** Material for the task follows **
PR #539, opened 2022-01-10
Used vendored base64 encoding implementation rather than Foundation.Data

karwa:
Uses @fabianfett's base64 implementation rather than Foundation. Apparently it's faster, and it avoids copying the string to a Foundation.Data object before encoding.

Single-file version copied from https://github.com/apple/swift-nio/blob/main/Sources/NIOWebSocket/Base64.swift

I disabled swiftformat on the file so that, other than the copyright header and swiftformat comment, it remains identical to the version in NIO. Alternatively, we could add a package dependency rather than copying the file. Up to you guys.

With this and #534, the only remaining Foundation dependencies will be `URL`, and the couple of convenience APIs in the `FoundationExtensions` file. If they're both accepted, I can go through and replace all occurrences of `import Foundation` with `import struct Foundation.URL` in a follow-up.

There are already tests for this API, so I didn't feel it necessary to add any.

### DIFF
--- a/NOTICE.txt
+++ b/NOTICE.txt
@@ -53,3 +53,10 @@ This product contains a derivation of the Tony Stone's 'process_test_files.rb'.
     * https://github.com/tonystone/build-tools/blob/master/source/xctest_tool.rb
 
 ---
+
+This product contains a derivation of Fabian Fett's 'Base64.swift'.
+
+  * LICENSE (Apache License 2.0):
+    * https://github.com/fabianfett/swift-base64-kit/blob/master/LICENSE
+  * HOMEPAGE:
+    * https://github.com/fabianfett/swift-base64-kit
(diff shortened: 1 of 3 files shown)


Lukasa (approved):
Seems reasonable to me, @fabianfett?

karwa:
Hey @fabianfett, mind taking a look at this when you get time? Thanks!

fabianfett (commented):
Sorry for taking so long to review. The code change looks good. @Lukasa how do we deal with adding a Note to the Notice file, as the original repo does not exist anymore?

Lukasa:
Copy the note from NIO.

fabianfett:
@karwa Do you mind copying the note from NIO's [NOTICE file](https://github.com/apple/swift-nio/blob/398378653f97ce695d2ca1279e7ed36a9598335d/NOTICE.txt#L75-L80)?

karwa:
@fabianfett done

fabianfett (approved):

fabianfett:
Failing nightly-main and nightly-5.6 API because of missing Sendable requirements.

PR #545, opened 2022-01-24
Print invalid state, if hitting precondition

fabianfett:
If we hit a `precondition` because of an invalid state, we should print the state to make debugging easier.


FranzBusch (approved):
LGTM

dnadoba (approved):

fabianfett:
CI failing on nightly-5.6 and nightly-main because of Sendable requirements.

PR #546, opened 2022-01-24
Fix race between connection close and scheduling new request

fabianfett:
### Motivation

We may have a race condition between scheduling a request on an http/1.1 connection and the connection being closed.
** End of Material for the task **
Which of the lines above hold the string "LICENSE"? Copy each one.

* **Response below**
+  * LICENSE (Apache License 2.0):
+    * https://github.com/fabianfett/swift-base64-kit/blob/master/LICENSE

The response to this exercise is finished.